The results are shown in Table 1.

[0027]

[Table 1]

As is clear from Table 1, the mist filter of the comparative example showed re-dispersion of mist, but the mist filter of this example did not show re-dispersion of mist at all. Further, in the case of this example, it is apparent that the collection efficiency can be easily adjusted only by changing the number of windings of the intermediate layer.

[0029]

As described above, according to the mist filter of the present invention, it is possible to provide a mist filter which does not cause re-scattering of the collected mist liquid and has a large pressure loss and a long life. Further, according to the mist collecting device of the present invention, the mist filter can be easily replaced, and a mist collecting device suitable for using the mist filter can be obtained.

[Brief description of drawings]

FIG. 1 is a front sectional view of an embodiment of the mist filter of the present invention.

FIG. 2 is a front sectional view of another embodiment of the mist filter of the present invention.

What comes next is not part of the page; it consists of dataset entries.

PR #418, opened 2022-10-17
UI refactor

Brendonovich:
Introduces using class-variance-authority for various UI components.

- [x] Button
- [ ] Dropdown
- [ ] Select (need to discuss difference with Dropdown)

Everything could do with further refactors which will probably be done.


jamiepine:
Beautiful, merging early

PR #421, opened 2022-10-18
Mobile CI

oscartbeaumont:
Add a CI process for running a Typescript typecheck + ESLint and then an `eas build` in CI.

This PR currently only does Android builds because we need to have an Apple Developer account to build IOS. This can be easily added at a later date.

### DIFF
--- a/.easignore
+++ b/.easignore
@@ -1,0 +1,1 @@
+!/core/src/prisma.rs
--- a/.github/dependabot.yml
+++ b/.github/dependabot.yml
@@ -1,0 +1,6 @@
+version: 2
+updates:
+  - package-ecosystem: "github-actions"
+    directory: "/"
+    schedule:
+      interval: "weekly"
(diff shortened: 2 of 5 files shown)


oscartbeaumont:
This is ready to be merged. It is currently disgustingly slow due to Android building the core for many different architectures ones after the other. I can't see any easy way to parallelise them with the current setup. We could investigate something custom if it becomes a problem. I am hoping the CI cache will make normal runs of the workflow a bit faster than I am observing but we have already gone over the GH Actions storage limit so we will have to wait and see.

@Brendonovich @utkubakir would be great to get a review from you both before merging.

utkubakir:
We had some PRs broke mobile before, so I am happy to see this. Great job as always!

maxichrome (approved):
I would rather use @utkubakir's approval on this, but peeking through this myself it looks solid.

PR #422, opened 2022-10-19
Identifier processes ObjectKind

jamiepine:
- Identifier now uses the internal `file-ext` crate to derive `ObjectKind` when creating an Object from scan
- Improvements to blur effects in the Explorer (thanks @maxichrome)


jamiepine:
Merged in with #431

PR #423, opened 2022-10-20
[ENG-258] Key Manager and Crypto Crate Improvements

brxken128:
This PR adds the entire `KeyManager`, which is an in-memory keystore for both mounted and stored keys.

It handles the mounting, unmounting, creating, retrieving, etc. of keys and will allow for extremely easy integration with other jobs/library mutations. It has been made accessible everywhere as it's included within the library context.

The Prisma schema has also been updated to accommodate these changes.

This PR also brings in a fix for metadata/preview media header objects. They used to be encrypted solely with the first key that was used to encrypt the file - now they inherit the master key from the keyslots. This, in conjunction with the key manager, grants us instant access to all encrypted data within a file (including metadata and preview media).


core/src/library/library_manager.rs
```diff
@@ -260,13 +261,18 @@ impl LibraryManager {
 			.exec()
 			.await?;
 
+		// create a new key manager
+		let key_manager = Arc::new(Mutex::new(KeyManager::new(Vec::<StoredKey>::new(), None)));
```
Brendonovich, line 265: 2 things here:
- Do the arc + mutex when you assign the value to `LibraryContext`, that way you can modify the key manager freely before handing it off
- Use `vec![]` to initialise the vec, it should infer the generic

core/src/util/seeder.rs
```diff
@@ -48,3 +53,42 @@ pub async fn indexer_rules_seeder(client: &PrismaClient) -> Result<(), SeederErr
 
 	Ok(())
 }
+
+pub async fn keystore_seeder(client: &PrismaClient, key_manager: Arc<Mutex<KeyManager>>) -> Result<(), SeederError> {
```
Brendonovich, line 57: I'm not sure this belongs in the `seeder` module. `seeder` is meant to populate data if none exists, but this is populating data from other existing data.
It might be better suited as a `create_key_manager` function in `library_manager.rs` that takes `&PrismaClient` and returns `KeyManager`.

Brendonovich (changes requested):
no idea if the crypto is good but the code looks good :)

crates/crypto/src/header/keyslot.rs
```diff
@@ -64,10 +62,10 @@ impl Keyslot {
...
 		algorithm: Algorithm,
 		hashing_algorithm: HashingAlgorithm,
+		salt: [u8; SALT_LEN],
 		password: Protected<Vec<u8>>,
 		master_key: &Protected<[u8; MASTER_KEY_LEN]>,
 	) -> Result<Self, Error> {
-		let salt = generate_salt();
 		let nonce = generate_nonce(algorithm);
 
 		let hashed_password = hashing_algorithm.hash(password, salt).unwrap();
```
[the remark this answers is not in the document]
brxken128: oh, not a clue how i missed that. thanks 😭

jamiepine (approved):

PR #1123, opened 2023-07-19
[ENG-778] Location clean up job

fogodev:
This PR introduces a new background actor that can be invoked by hand and will also run from time to time, cleaning out stale thumbnails from file system. It also tweaks the Orphan Remover actor to run automatically from time to time.

### DIFF
--- a/core/src/library/library.rs
+++ b/core/src/library/library.rs
@@ -8,7 +8,10 @@ use crate::{
 		LocationManager,
 	},
 	node::NodeConfigManager,
-	object::{orphan_remover::OrphanRemoverActor, preview::get_thumbnail_path, thumbnail_remover::ThumbnailRemoverActor},
+	object::{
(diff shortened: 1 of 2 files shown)


core/src/location/mod.rs
```diff
@@ -706,11 +706,10 @@ pub async fn delete_directory(
 		})],
 	);
 
-	for params in children_params.chunks(512) {
-		db.file_path().delete_many(params.to_vec()).exec().await?;
-	}
```
Brendonovich, line 711: don't we have to chunk here? we could run into the 'Too may params' issue if not.

Brendonovich (changes requested):

core/src/location/mod.rs
fogodev: This params vec always have at most 2 elements, that chunking was doing nothing at all lol. The first one being the location id and the second being an optional parent directory to delete all of its descendents

PR #1127, opened 2023-07-21
[ENG-926] Prevent thumbnail destruction and fix the remover

brxken128:
The thumbnail remover has a bug that results in all thumbnails being deleted, even freshly generated ones.

It now indexes and collects the directory contents before even thinking of removing a file. It then does a simple comparison, and the file is deleted (or not).

The `file_path` full query may be too much in the future, but I do believe it's fine for now.


fogodev:
The root problem is that we put all our thumbnails in the same `thumbnails` directory, just doing some sharding using the `cas_id`. My previous implementation and your new implementation suffers from this same problem, that an `Actor` running for a `Library` will nuke thumbnails generated in another `Library`. To solve this we have to separated thumbnails by `Library`. I will implement `Library` thumbnails separation here.

fogodev (changes requested):

Brendonovich (approved):

PR #1133, opened 2023-07-27
Networked sync

oscartbeaumont:
Among other minor changes, this PR introduces the process by which sync events will be requested & sent over the network. It will probably be modified and cleaned up in the future, but this works for now.


Brendonovich (approved):
it workey 👍

PR #1139, opened 2023-07-28
[ENG-848] Implemented "Copy as Path" functionality

### LINKED ISSUE #1119: [ENG-848] Add copy as path to context menu
Let's temporarily put this to 

```
More actions >
```

 for now in the future we should probably show this when alt is pressed for example, idk.

<sub>From [SyncLinear.com](https://synclinear.com) | [ENG-848](https://linear.app/spacedriveapp/issue/ENG-848/add-copy-as-path-to-context-menu)</sub>

Raghav-45:
I addressed issue #1119 by successfully implementing the "Copy as Path" functionality within the "More Actions" section of the Context Menu. This feature enhances user experience and offers a convenient way to copy file paths. While considering the valuable suggestion of potentially associating this option with the "Alt" key in the future, I opted to make it accessible through the "More Actions" section for now. All tests have passed smoothly

Closes #1119


utkubakir:
This looks good @Raghav-45 , thank you for your contribution! I think it would be great to have this functionality on different screens like Overview (under categories), Search and tag's explorer too.

Raghav-45 (commented):
Hello @utkubakir ,

I'm excited to share that I've successfully extended the "Copy as Path" functionality to the Overview (under categories), Search, and tags explorer sections. Now users can conveniently copy file paths from these different screens, enhancing their overall experience with the application.

I've thoroughly tested the implementation, and everything appears to be working seamlessly. The changes are ready for review and integration into the project.

Thank you for your valuable suggestion, which inspired me to make these enhancements. I'm proud to be part of this project and look forward to contributing further.

Best regards,
Aditya

niikeec:
Hey @Raghav-45, thank you for your contribution. Could we change it so the location path is returned by a [rspc](https://www.rspc.dev/) library mutation using mutateAsync? Could be placed in [locations.rs](https://github.com/spacedriveapp/spacedrive/blob/main/core/src/api/locations.rs).

Raghav-45 (commented):
Hello @niikeec ,

Thank you for your valuable suggestion! I completely agree with you. The approach you suggested to return the location path using the RSPC library mutation with mutateAsync is better and efficient. but while considering your input, I explored an alternative approach for the implementation. Instead of using mutateAsync, I utilized the RSPC library by creating a Query called `locationIdToPath` in RSPC specifically to retrieve only the location path from its location ID. This way, we can avoid unnecessary information retrieval and streamline the process. Moreover, we already have access to other details like file extensions, File Name, Relative File Path with respect to location through `const filePath = data.item` in our contextMenu.

I've made the necessary changes to implement this approach.

niikeec (dismissed):

Raghav-45 (commented):
hey @niikeec ,

I have made the requested changes to the file, and it now utilizes the library's mutateAsync function to obtain the filePath. i also formatted it with prettier & now it copies Absolute File Path when user clicks on `Copy as path` from context menu

But I also think that we can use useLibraryQuery(['files.locationIdToPath', { location_id: filePath?.location_id || -1 }]) only when the user clicks on `Copy as path` from the context menu. By adding this to the onClickHandler, data will only be fetched when the user intends to copy the file path.

Currently i used the `mutateAsync` approach which you requested. but feel free to let me know, I can implement this `useLibraryQuery` approach as well.

HeavenVolkoff:
Hey @Raghav-45, thanks for the contribution. I improved your original implementation by resolving the file's full path in the backend instead of the front-end, as I believe this is a more future-proof solution. Also, I agree that using a query is the correct approach here, but @niikeec's point about not running it in every component render is valid. Therefore, I exposed the rspc internal client to allow us to call queries without having to rely on hooks for this use case. I think this is good to be merged. I'll approve it, but I won't put it in the merge queue yet, so @niikeec can take another look.

HeavenVolkoff (approved):

Raghav-45 (commented):
Hey @HeavenVolkoff , thanks for the contribution.

I completely agree with your points about using query instead of mutation, I also got point of @niikeec , what he was saying not to fetch file path on every render. I acknowledge my error in comprehending the point.

with that being said I did some following improvements
- I did some formatting with prettier and used spacedrive prettier config file it formats a little differently ( i think )
- i also removed unused imports.

Now I think this is good to be merged. you can check and approve it, and @niikeec can take another look.

niikeec:
@HeavenVolkoff Good eye. LGTM

niikeec (approved):

PR #1158, opened 2023-08-03
[ENG-937] Work-around running out of space in GitHub CI for cache factory

HeavenVolkoff:
Attempt to workaround Linux and Windows CI runners out-of-space problems


utkubakir:
Maybe for mobile too?

utkubakir (approved):

utkubakir:
> > Maybe for mobile too?
> 
> Mobile CI is having problem with disk space too? I did not find much discussion around clearing disk space in the macOS version of Github CI runner though, but maybe we could try deleting some unused Xcode SDKs if there are any...

Mobile is alright, I was just curious if it was possible to do it there too. Oh well.

LGTM!

PR #1183, opened 2023-08-07
lock libheif-sys version

Brendonovich:


brxken128 (approved):
this is because ubuntu uses 1.14.2 right?

PR #1203, opened 2023-08-11
[ENG-968] Cache job progress events

Brendonovich:
Introduces a `JobManagerContextProvider` that caches job progress events above the job manager, and moves all progress event related logic into `useProgress`. It's kinda unwieldy but it does its job pretty well.
Also, jobs no longer track their own progress. That's up to `JobGroup` only now. Doing otherwise is annoying.


jamiepine (approved):
Works, great job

FIG. 3 is a front sectional view of an embodiment of the mist collecting device of the present invention.

[Explanation of symbols]

 1 Filter Element 2 Upstream Layer 3 Intermediate Layer 4 Downstream Layer 5 Reinforcing Breathable Core 10 Casing 10a Lid Part 11 Gas Inlet Port 12 Gas Discharge Port 13 Rectifying Diffusion Plate 14 Prefilter Receptor 15 Prefilter 16 Prefilter Hold 17 Support Plate 18 Storage case 18a Cylindrical ventilation wall 18b Receiving tray 19 Stop ring 20 Bolt 21 Drain receiving bottom plate 22 Drain removal 23 Shielding plate 24 Blower 25 Duct 26 Internal space 27 Mist liquid

Claims (5)

[Claims] 1. A mist filter for separating a mist in a gas by passing a gas flow through a tubular filter element, wherein the filter element has a three-layer structure of an upstream layer, an intermediate layer and a downstream layer for the gas flow. A mist filter, wherein the intermediate layer is formed into a fine fiber layer, the upstream layer is formed into a fiber layer thicker than the intermediate layer, and the downstream layer is formed into a fiber layer thicker than the upstream layer. 2. The upstream layer has a fiber diameter of 3 to 10 μm, the intermediate layer has a fiber diameter of 0.5 to 3 μm, and the downstream layer has a fiber diameter of 1 μm.
The mist filter according to claim 1, wherein the mist filter is made of fibers having a fiber diameter of 0 to 50 µm. 3. The mist filter according to claim 1, wherein the upstream layer and the intermediate layer are made of a glass fiber layer, and the downstream layer is made of a nonwoven fabric of thermoplastic resin fibers. 4. A storage case comprising a tubular vent and a tray suspended from a support plate is disposed in a casing having a gas inlet and a gas outlet, and the storage case is provided with the storage case. A mist collecting device, wherein the mist filter described in 1 above is detachably accommodated. 5. A shielding plate is provided in the vicinity of the gas discharge port, an inclined drain receiving bottom plate is provided at the bottom of the casing, and a drain drain is provided at the bottom of the bottom plate. The mist collecting device described in 1.